##### Materials provided

PR #258, opened 2015-07-07
Use name from packet type pointer

lgywata:
Instead of hard coding it.

### DIFF
--- a/src/bin/sol-fbp-runner/runner.c
+++ b/src/bin/sol-fbp-runner/runner.c
@@ -146,27 +146,46 @@ add_simulation_node(struct runner *r, const char *node_type, const char *port_na
 }
 
 struct map {
-    const char *packet_name;
+    const struct sol_flow_packet_type *packet;
     const char *node_type;
     const char *port_name;
 };
 
-static const struct map input_nodes[] = {
-    { "IRange", "gtk/spinbutton", "OUT" },
-    { "DRange", "gtk/slider", "OUT" },
-    { "Any", "gtk/toggle", "OUT" },
-    { "Empty", "gtk/toggle", "OUT" },
-    { "Boolean", "gtk/pushbutton", "OUT" },
-    { "RGB", "gtk/rgb-editor", "OUT" },
-    { "Byte", "byte/editor", "OUT" },
+static struct map input_nodes[] = {
+    { NULL, "gtk/spinbutton", "OUT" },
+    { NULL, "gtk/slider", "OUT" },
+    { NULL, "gtk/toggle", "OUT" },
+    { NULL, "gtk/toggle", "OUT" },
+    { NULL, "gtk/pushbutton", "OUT" },
+    { NULL, "gtk/rgb-editor", "OUT" },
+    { NULL, "byte/editor", "OUT" },
 };
 
-static const struct map output_nodes[] = {
-    { "IRange", "gtk/label", "IN" },
-    { "DRange", "gtk/label", "IN" },
-    { "String", "gtk/label", "IN" },
-    { "Boolean", "gtk/led", "IN" },
+static struct map output_nodes[] = {
+    { NULL, "gtk/label", "IN" },
+    { NULL, "gtk/label", "IN" },
+    { NULL, "gtk/label", "IN" },
+    { NULL, "gtk/led", "IN" },
 };
+
+static void
+init_tables() {
+    struct map *in = input_nodes;
+    struct map *on = output_nodes;
+
+    in[0].packet = SOL_FLOW_PACKET_TYPE_IRANGE;
+    in[1].packet = SOL_FLOW_PACKET_TYPE_DRANGE;
+    in[2].packet = SOL_FLOW_PACKET_TYPE_ANY;
+    in[3].packet = SOL_FLOW_PACKET_TYPE_EMPTY;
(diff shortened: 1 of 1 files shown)


src/bin/sol-fbp-runner/runner.c
```diff
@@ -146,28 +146,47 @@ add_simulation_node(struct runner *r, const char *node_type, const char *port_na
...
-    { "Boolean", "gtk/led", "IN" },
+static struct map output_nodes[] = {
+    { NULL, "gtk/label", "IN" },
+    { NULL, "gtk/label", "IN" },
+    { NULL, "gtk/label", "IN" },
+    { NULL, "gtk/led", "IN" },
 };
 
+static void
+init_tables() {
```
lpereira: Functions without parameters in C should have a `"void"` argument: `init_tables(void)`.

src/bin/sol-fbp-runner/runner.c
```diff
@@ -146,28 +146,47 @@ add_simulation_node(struct runner *r, const char *node_type, const char *port_na
 }
 
 struct map {
-    const char *packet_name;
+    const struct sol_flow_packet_type *packet;
```
lpereira: Maybe call this `packet_type`?

src/bin/sol-fbp-runner/runner.c
```diff
@@ -146,28 +146,47 @@ add_simulation_node(struct runner *r, const char *node_type, const char *port_na
...
+    { NULL, "gtk/label", "IN" },
+    { NULL, "gtk/led", "IN" },
 };
 
+static void
+init_tables() {
+    struct map *in = input_nodes;
+    struct map *on = output_nodes;
+
+    in[0].packet = SOL_FLOW_PACKET_TYPE_IRANGE;
```
lpereira: Maybe check if `in[0].packet` is NULL and only proceed if that happens?

src/bin/sol-fbp-runner/runner.c
```diff
@@ -146,28 +146,47 @@ add_simulation_node(struct runner *r, const char *node_type, const char *port_na
...
 
-static const struct map input_nodes[] = {
-    { "IRange", "gtk/spinbutton", "OUT" },
-    { "DRange", "gtk/slider", "OUT" },
-    { "Any", "gtk/toggle", "OUT" },
-    { "Empty", "gtk/toggle", "OUT" },
-    { "Boolean", "gtk/pushbutton", "OUT" },
-    { "RGB", "gtk/rgb-editor", "OUT" },
-    { "Byte", "byte/editor", "OUT" },
+static struct map input_nodes[] = {
```
lpereira: This can be left as `const`.

src/bin/sol-fbp-runner/runner.c
```diff
@@ -146,28 +146,47 @@ add_simulation_node(struct runner *r, const char *node_type, const char *port_na
...
+    in[3].packet = SOL_FLOW_PACKET_TYPE_EMPTY;
+    in[4].packet = SOL_FLOW_PACKET_TYPE_BOOLEAN;
+    in[5].packet = SOL_FLOW_PACKET_TYPE_RGB;
+    in[6].packet = SOL_FLOW_PACKET_TYPE_BYTE;
+
+    on[0].packet = SOL_FLOW_PACKET_TYPE_IRANGE;
+    on[1].packet = SOL_FLOW_PACKET_TYPE_DRANGE;
+    on[2].packet = SOL_FLOW_PACKET_TYPE_STRING;
+    on[3].packet = SOL_FLOW_PACKET_TYPE_BOOLEAN;
+}
```
lpereira: I've been thinking: maybe if you only reserve the space for `input_nodes[]` and `output_nodes[]`, and initialize it here (inside this function) like so:

    struct map output_nodes[4] = {0};
    void init_tables(void) {
        struct map on[] = {
            { SOL_FLOW_PACKET_TYPE_IRANGE, "gtk/label", "IN" },
            ...
        };
        assert(!output_nodes[0].packet_type);
        static_assert(ARRAY_SIZE(on) == ARRAY_SIZE(output_nodes));
        memcpy(output_nodes, on, sizeof(on));
    }

Note that, since `on[]` isn't `static` and/or `const`, it should be possible to initialize it this way.

src/bin/sol-fbp-runner/runner.c
lgywata: Ack.

src/bin/sol-fbp-runner/runner.c
lgywata: Ack.

src/bin/sol-fbp-runner/runner.c
lgywata: Ack.

src/bin/sol-fbp-runner/runner.c
lgywata: Nice. Thanks.

cmarcelo:
Replace "Instead of hard coding it." in the commit message with "Instead of relying on the packet type name, that is not necessarily unique."

cmarcelo:
By the way, it is still hardcoded, we are just using a better reference to the packet type.

src/bin/sol-fbp-runner/runner.c
cmarcelo: I prefer the original -- just replace `on` with `out`.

##########

An accurate, complete transcription of the records above is needed.

Response:
PR #258, opened 2015-07-07
Use name from packet type pointer

lgywata:
Instead of hard coding it.

### DIFF
--- a/src/bin/sol-fbp-runner/runner.c
+++ b/src/bin/sol-fbp-runner/runner.c
@@ -146,27 +146,46 @@ add_simulation_node(struct runner *r, const char *node_type, const char *port_na
 }
 
 struct map {
-    const char *packet_name;
+    const struct sol_flow_packet_type *packet;
     const char *node_type;
     const char *port_name;
 };
 
-static const struct map input_nodes[] = {
-    { "IRange", "gtk/spinbutton", "OUT" },
-    { "DRange", "gtk/slider", "OUT" },
-    { "Any", "gtk/toggle", "OUT" },
-    { "Empty", "gtk/toggle", "OUT" },
-    { "Boolean", "gtk/pushbutton", "OUT" },
-    { "RGB", "gtk/rgb-editor", "OUT" },
-    { "Byte", "byte/editor", "OUT" },
+static struct map input_nodes[] = {
+    { NULL, "gtk/spinbutton", "OUT" },
+    { NULL, "gtk/slider", "OUT" },
+    { NULL, "gtk/toggle", "OUT" },
+    { NULL, "gtk/toggle", "OUT" },
+    { NULL, "gtk/pushbutton", "OUT" },
+    { NULL, "gtk/rgb-editor", "OUT" },
+    { NULL, "byte/editor", "OUT" },
 };
 
-static const struct map output_nodes[] = {
-    { "IRange", "gtk/label", "IN" },
-    { "DRange", "gtk/label", "IN" },
-    { "String", "gtk/label", "IN" },
-    { "Boolean", "gtk/led", "IN" },
+static struct map output_nodes[] = {
+    { NULL, "gtk/label", "IN" },
+    { NULL, "gtk/label", "IN" },
+    { NULL, "gtk/label", "IN" },
+    { NULL, "gtk/led", "IN" },
 };
+
+static void
+init_tables() {
+    struct map *in = input_nodes;
+    struct map *on = output_nodes;
+
+    in[0].packet = SOL_FLOW_PACKET_TYPE_IRANGE;
+    in[1].packet = SOL_FLOW_PACKET_TYPE_DRANGE;
+    in[2].packet = SOL_FLOW_PACKET_TYPE_ANY;
+    in[3].packet = SOL_FLOW_PACKET_TYPE_EMPTY;
(diff shortened: 1 of 1 files shown)


src/bin/sol-fbp-runner/runner.c
```diff
@@ -146,28 +146,47 @@ add_simulation_node(struct runner *r, const char *node_type, const char *port_na
...
-    { "Boolean", "gtk/led", "IN" },
+static struct map output_nodes[] = {
+    { NULL, "gtk/label", "IN" },
+    { NULL, "gtk/label", "IN" },
+    { NULL, "gtk/label", "IN" },
+    { NULL, "gtk/led", "IN" },
 };
 
+static void
+init_tables() {
```
lpereira: Functions without parameters in C should have a `"void"` argument: `init_tables(void)`.

src/bin/sol-fbp-runner/runner.c
```diff
@@ -146,28 +146,47 @@ add_simulation_node(struct runner *r, const char *node_type, const char *port_na
 }
 
 struct map {
-    const char *packet_name;
+    const struct sol_flow_packet_type *packet;
```
lpereira: Maybe call this `packet_type`?

src/bin/sol-fbp-runner/runner.c
```diff
@@ -146,28 +146,47 @@ add_simulation_node(struct runner *r, const char *node_type, const char *port_na
...
+    { NULL, "gtk/label", "IN" },
+    { NULL, "gtk/led", "IN" },
 };
 
+static void
+init_tables() {
+    struct map *in = input_nodes;
+    struct map *on = output_nodes;
+
+    in[0].packet = SOL_FLOW_PACKET_TYPE_IRANGE;
```
lpereira: Maybe check if `in[0].packet` is NULL and only proceed if that happens?

src/bin/sol-fbp-runner/runner.c
```diff
@@ -146,28 +146,47 @@ add_simulation_node(struct runner *r, const char *node_type, const char *port_na
...
 
-static const struct map input_nodes[] = {
-    { "IRange", "gtk/spinbutton", "OUT" },
-    { "DRange", "gtk/slider", "OUT" },
-    { "Any", "gtk/toggle", "OUT" },
-    { "Empty", "gtk/toggle", "OUT" },
-    { "Boolean", "gtk/pushbutton", "OUT" },
-    { "RGB", "gtk/rgb-editor", "OUT" },
-    { "Byte", "byte/editor", "OUT" },
+static struct map input_nodes[] = {
```
lpereira: This can be left as `const`.

src/bin/sol-fbp-runner/runner.c
```diff
@@ -146,28 +146,47 @@ add_simulation_node(struct runner *r, const char *node_type, const char *port_na
...
+    in[3].packet = SOL_FLOW_PACKET_TYPE_EMPTY;
+    in[4].packet = SOL_FLOW_PACKET_TYPE_BOOLEAN;
+    in[5].packet = SOL_FLOW_PACKET_TYPE_RGB;
+    in[6].packet = SOL_FLOW_PACKET_TYPE_BYTE;
+
+    on[0].packet = SOL_FLOW_PACKET_TYPE_IRANGE;
+    on[1].packet = SOL_FLOW_PACKET_TYPE_DRANGE;
+    on[2].packet = SOL_FLOW_PACKET_TYPE_STRING;
+    on[3].packet = SOL_FLOW_PACKET_TYPE_BOOLEAN;
+}
```
lpereira: I've been thinking: maybe if you only reserve the space for `input_nodes[]` and `output_nodes[]`, and initialize it here (inside this function) like so:

    struct map output_nodes[4] = {0};
    void init_tables(void) {
        struct map on[] = {
            { SOL_FLOW_PACKET_TYPE_IRANGE, "gtk/label", "IN" },
            ...
        };
        assert(!output_nodes[0].packet_type);
        static_assert(ARRAY_SIZE(on) == ARRAY_SIZE(output_nodes));
        memcpy(output_nodes, on, sizeof(on));
    }

Note that, since `on[]` isn't `static` and/or `const`, it should be possible to initialize it this way.

src/bin/sol-fbp-runner/runner.c
lgywata: Ack.

src/bin/sol-fbp-runner/runner.c
lgywata: Ack.

src/bin/sol-fbp-runner/runner.c
lgywata: Ack.

src/bin/sol-fbp-runner/runner.c
lgywata: Nice. Thanks.

cmarcelo:
Replace "Instead of hard coding it." in the commit message with "Instead of relying on the packet type name, that is not necessarily unique."

cmarcelo:
By the way, it is still hardcoded, we are just using a better reference to the packet type.

src/bin/sol-fbp-runner/runner.c
cmarcelo: I prefer the original -- just replace `on` with `out`.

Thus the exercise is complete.